Recently we marked the passing of Ida Nudel, z”l. Sadly, I believe that for a large part of our community, the reaction to this news was “who?”
Ida Nudel was a Soviet refusenik, first applying for permission to immigrate to Israel in 1970. She was eventually internally exiled to Siberia in 1978 after unfurling a banner from her Moscow apartment that read: “K.G.B., Give Me My Visa to Israel.” She was known as the “Guardian Angels” for the “Prisoners of Zion” (another term for the refuseniks) because of her efforts to maintain communications with them and monitor their condition. With the possible exception of Natan Sharansky, few refuseniks were of higher profile. Her cause was adopted by actress Jane Fonda. Then Secretary of State George Shultz was instrumental in obtaining her 1987 release.
The Soviet Jewry movement is the 20th-century Chanukah story. The Soviet Union was to Judaism what the Nazis were to Jews. They sought no less than the eradication of the practice of Judaism. As a result, the third-largest post-Holocaust Jewish community of well over a million Jews lived in forced ignorance of their faith and heritage, was subject to persecution and was denied the right to emigrate.
Natan Sharansky writes that his KGB interrogators dismissed the movement as a “bunch of students and housewives.” The KGB was pretty accurate in its assessment. It turned out that the KGB just grossly underestimated what motivated, committed students and housewives can achieve. The first public rally held outside the Soviet mission to the UN was a student rally on May Day 1961 led by a core of Yeshiva University students. This movement eventually led to the Triple-S J, the Student Struggle for Soviet Jewry, which was at the vanguard of drawing public attention to the plight of Soviet Jews. Their rallying cry was “Let My People Go,” as Moshe had once declared to Pharaoh.

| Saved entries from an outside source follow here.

PR #1240, opened 2026-07-07
verifier: load DB + aggregator creds from secrets file

makramkd:
## Description

Operators want the committee and token verifiers' sensitive configuration delivered as a mounted file (e.g. a k8s Secret) with its own lifecycle and RBAC, rather than as process environment variables.

This PR moves the credential-bearing values: the application storage DB URL (`CL_DATABASE_URL`) and, for the committee verifier, the per-aggregator HMAC credentials (`VERIFIER_AGGREGATOR_*`) — into an optional **verifier secrets file**, in a **backwards-compatible** way:

- The env vars still work unchanged. An absent file is never an error and falls back entirely to the environment (the existing prod path).
- When a value is set in both the file and the environment, the **file wins**, so operators can cut over safely: add the file, verify pickup, then strip the env vars.

Design decisions:

- **Verifier-owned secrets.toml file** `CL_DATABASE_URL` is the verifier's application DB, a *different* database than the bootstrap `[db]`. The token verifier also runs in static-TOML mode and never loads bootstrap secrets, yet uses `CL_DATABASE_URL`.
- **Schema is `[db].url` + `[[aggregators]]`** (array of tables with `secret_name` + `api_key` + `secret_key`), consistent with the Chainlink node secrets convention and the app config's own `[[aggregators]]`.
- **Per-app paths, shared loader:** `COMMITTEE_VERIFIER_SECRETS_PATH` / `TOKEN_VERIFIER_SECRETS_PATH`.
- **New leaf package `verifier/pkg/vsecrets`** holds the schema, constants, and loader so `commit`, `cmd/verifier`, and the devenv harness share one definition without pulling the CLI dependency tree into the devenv module.
- **Strict, fail-fast validation** of a *present* secrets.toml file.
- devenv is cut over to writing/mounting the file (dropping the env vars) so e2e exercises the real file path; the env-only path is covered by unit tests.

Follow-up (will create a separate JIRA ticket): delete the unused `CL_DATABASE_MAX_*` / `CONN_*` tuning knobs, which are set nowhere and always default.

## Testing

- `go test ./verifier/pkg/vsecrets/... ./verifier/pkg/commit/...
  ./cmd/verifier/...`
- `just lint fix`

## Checklist


cmd/verifier/committee/main.go
```diff
@@ -11,18 +11,27 @@ import (
...
 )
 
 func main() {
+	// Load the verifier secrets file once (DB URL + aggregator HMAC credentials); an absent file is
+	// fine and falls back to environment variables. Shared by both the CLI and the service.
+	secretsPath := vsecrets.ResolveSecretsPath(vsecrets.CommitteeVerifierSecretsPathEnv, vsecrets.DefaultCommitteeVerifierSecretsPath)
+	secrets, err := vsecrets.Load(secretsPath)
+	if err != nil {
+		panic(fmt.Sprintf("failed to load committee verifier secrets: %s", err.Error()))
+	}
```
makramkd: I'm wondering if this should be inside the factory - otherwise every chain-family binary would have to add it to the beginning of their main.go

cmd/verifier/common.go
```diff
@@ -20,13 +20,14 @@ import (
...
 )
 
 const (
-	// Database environment variables.
-	DatabaseURLEnvVar             = "CL_DATABASE_URL"
+	// Database environment variables. The URL is resolved via the verifier secrets package
+	// (vsecrets.DatabaseURLEnvVar); these tuning knobs remain plain env vars.
 	DatabaseMaxOpenConnsEnvVar    = "CL_DATABASE_MAX_OPEN_CONNS"
 	DatabaseMaxIdleConnsEnvVar    = "CL_DATABASE_MAX_IDLE_CONNS"
 	DatabaseConnMaxLifetimeEnvVar = "CL_DATABASE_CONN_MAX_LIFETIME"
```
makramkd: These aren't sensitive but I don't believe these are currently used anywhere - in the interest of simplifying things I think we should just have constants for these values and only pull them out into config when explicitly needed.

cmd/verifier/servicefactory.go
```diff
@@ -103,11 +109,13 @@ func (f *factory) Start(ctx context.Context, spec bootstrap.JobSpec, deps bootst
 	}
 	lggr.Infow("Resolved aggregators", "count", len(resolvedAggregators))
```
makramkd, line 117: Maybe we can read the secrets here instead?

verifier/pkg/commit/secrets.go
```diff
@@ -0,0 +1,26 @@
...
+import (
+	"fmt"
+
+	"github.com/smartcontractkit/chainlink-ccv/protocol/common/hmac"
+)
+
+// buildHMACConfig validates an API key / secret pair and returns the client config. apiKeyLabel and
+// secretLabel name the source (env var names, or file field names) so error messages point the
+// operator at the right place regardless of where the credential came from.
+func buildHMACConfig(apiKey, secret, apiKeyLabel, secretLabel, aggLabel string) (*hmac.ClientConfig, error) {
```
makramkd: Probably doesn't have to be a new file - put it next to the call site in verifier/pkg/commit/config.go

verifier/pkg/commit/secrets_test.go
makramkd, line 1: Move these tests to config_test.go after moving buildHMACConfig to config.go

verifier/pkg/vsecrets/vsecrets.go
```diff
@@ -0,0 +1,163 @@
...
+const (
+	// DatabaseURLEnvVar is the legacy environment variable for the application storage DB URL, used
+	// as the fallback when the secrets file does not supply [db].url.
+	DatabaseURLEnvVar = "CL_DATABASE_URL"
+
+	CommitteeVerifierSecretsPathEnv     = "COMMITTEE_VERIFIER_SECRETS_PATH"
+	DefaultCommitteeVerifierSecretsPath = "/etc/committee-verifier/secrets.toml"
+
+	TokenVerifierSecretsPathEnv     = "TOKEN_VERIFIER_SECRETS_PATH"      //nolint:gosec // G101: env var name, not a credential
+	DefaultTokenVerifierSecretsPath = "/etc/token-verifier/secrets.toml" //nolint:gosec // G101: file path, not a credential
```
makramkd, line 33: Should the CommitteeVerifierSecretsPathEnv/DefaultCommitteeVerifierSecretsPath constants be defined in vsecrets or in the commit package? Similar question applies to the token counterpart constants.

huangzhen1997 (approved):

KodeyThomas (approved):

Eventually the established Jewish community joined the campaign. The goal was to keep Soviet Jews in the headlines and to exert continuous pressure on the Soviets. The campaign took many forms.
Solidarity Sunday, an annual rally at the UN, drew tens of thousands of students and other supporters to call attention to Soviet Jewry. Starting in 1972, these rallies continued until 1987. That year the effort reached its peak with a rally in the mall in DC in 1987 drawing 250,000 on the eve of the first Reagan-Gorbachev summit meeting.

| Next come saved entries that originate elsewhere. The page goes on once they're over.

PR #1248, opened 2026-07-08
aggregator: load creds from secrets file

makramkd:
## Description

Moves the aggregator's credentials out of the process environment and into an optional, operator-owned secrets file (a mounted k8s Secret with its own lifecycle/RBAC), backwards-compatibly.

What moves into `secrets.toml`:
- `[storage].url` — the app storage DB URL (was `AGGREGATOR_STORAGE_CONNECTION_URL`)
- `[redis].password` — the rate limiter's redis password (was `AGGREGATOR_REDIS_PASSWORD`)
- `[[clients]]` — the per-client inbound HMAC `api_key`/`secret_key` pairs (were the `AGGREGATOR_API_KEY_*` / `AGGREGATOR_SECRET_*` env vars)

Key design choices (and where they differ from the verifier):
- **Backwards compatible**: an absent file is never an error and everything falls back to the existing env vars. When both supply a value, the file wins — enabling a staged cutover (add file, verify, strip env).
- **Replace-per-client precedence**: if the file supplies any pairs for a `client_id`, that set is authoritative and the env pairs for that client are ignored (no merge).
- **Scope**: every secret goes to the file for operator consistency, including the redis password. The non-secret redis knobs (`address`, `db`) stay on env vars for now (a follow-up should relocate them into the main config TOML, not the secrets file).

No breaking changes: the env-var path remains fully supported and is the only path exercised when no file is mounted.

## Testing

- Unit tests: `go test ./aggregator/pkg/secrets/... ./aggregator/pkg/model/...`
- Devenv E2E

## Checklist

### DIFF
--- a/aggregator/pkg/model/config.go
+++ b/aggregator/pkg/model/config.go
@@ -458,14 +458,14 @@ type ClientConfig struct {
 	Enabled     bool             `toml:"enabled"`
 	ClientID    string           `toml:"clientId"`
 	// resolvedPairs holds credentials supplied for this client by the aggregator secrets file. When
-	// non-nil it replaces the env-var (APIKeyPairs) source entirely for this client (replace-per-client
-	// file-wins). It is unexported so struct logging (e.g. the "Loaded configuration" log) can never
+	// non-nil it replaces the env-var (APIKeyPairs) source entirely for this client.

Soviet performers were routinely picketed in U.S. appearances. Jewish college students and others played cat and mouse with the KGB as they sought to meet with refuseniks in Russia and smuggle in religious articles. For several years, members of Congress on both sides of the aisle posted daily statements on Soviet Jews in the Congressional Record as part of a “Congressional Call to Conscience.” Over the objections of the Nixon administration, Congress passed the Jackson-Vanik amendment, which prevented Soviets from gaining most favored nations trade status until they allowed freedom of emigration.

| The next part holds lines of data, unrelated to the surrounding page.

PR #1249, opened 2026-07-08
CCIP-12199 enable beholder auth

bukata-sa:
## Summary

  - Wire CSA key signer into Beholder setup for authenticated telemetry.
  - Split monitoring init out of `NewBootstrapper` into `initMonitoring(signer)`, called separately in each start path — with signer in JD mode, without in TOML mode.
  - Add a temporary no-op logger in `NewBootstrapper` so the struct is usable before monitoring init.
  - Extract `CSASigner` interface from concrete `csaSigner` struct; `NewCSASigner` now returns the interface.
  - Add `beholderSigner` adapter that bridges `keys.CSASigner` to `beholder.Signer`.

  ## Why

  Beholder auth requires the CSA key, which is only available after keystore init — after `NewBootstrapper` returns. Monitoring init must be deferred to start time when the signer is in hand.

  ## Testing
`just rebuild-all`
`ccv obs up`
Check that verifier metrics (standalone mode) now have proper csa_public_key instead of `not-specified`

## Checklist


common/monitoring/setup.go
```diff
@@ -64,6 +84,23 @@ func SetupBeholder(config BeholderConfig, metricViews []sdkmetric.View) error {
 	return nil
 }
 
+var _ beholder.Signer = (*beholderSigner)(nil)
+
+type beholderSigner struct {
+	signer keys.CSASigner
+}
+
+func (b *beholderSigner) Sign(_ context.Context, keyID string, data []byte) ([]byte, error) {
```
makramkd: Does keyID correspond to the public key we give in the auth config above? AuthPublicKeyHex part

bootstrap/keys/csa.go
```diff
@@ -11,33 +11,23 @@ import (
...
 	publicKey crypto.PublicKey
 }
 
-var _ crypto.Signer = (*CSASigner)(nil)
+var _ CSASigner = (*csaSigner)(nil)
 
-// NewCSASigner returns a [crypto.Signer] for the named Ed25519 key in ks.
-func NewCSASigner(ctx context.Context, ks keystore.Keystore, keyName string) (*CSASigner, error) {
+// NewCSASigner returns a [CSASigner] for the named Ed25519 key in ks.
+func NewCSASigner(ctx context.Context, ks keystore.Keystore, keyName string) (CSASigner, error) {
```
makramkd: Is keyName the human readable name or the public key?

makramkd (dismissed):

makramkd (approved):

carte7000 (approved):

The Soviet Jewry movement is the ultimate story of the power of student activism. It can be a tremendous source of inspiration. I would ask educators reading this to consider making the eighth day of Chanukah Soviet Jewry Day, to celebrate the victory of “students and housewives” over a super-power. The programming should have both a zachor and shamor aspect to it. The history of the movement should be taught. In addition to remembering, the day should give students the opportunity to engage in political activism.
Dror Futter lives in Teaneck. He is a partner at the Rimon PC law firm where he advises startups and technology companies.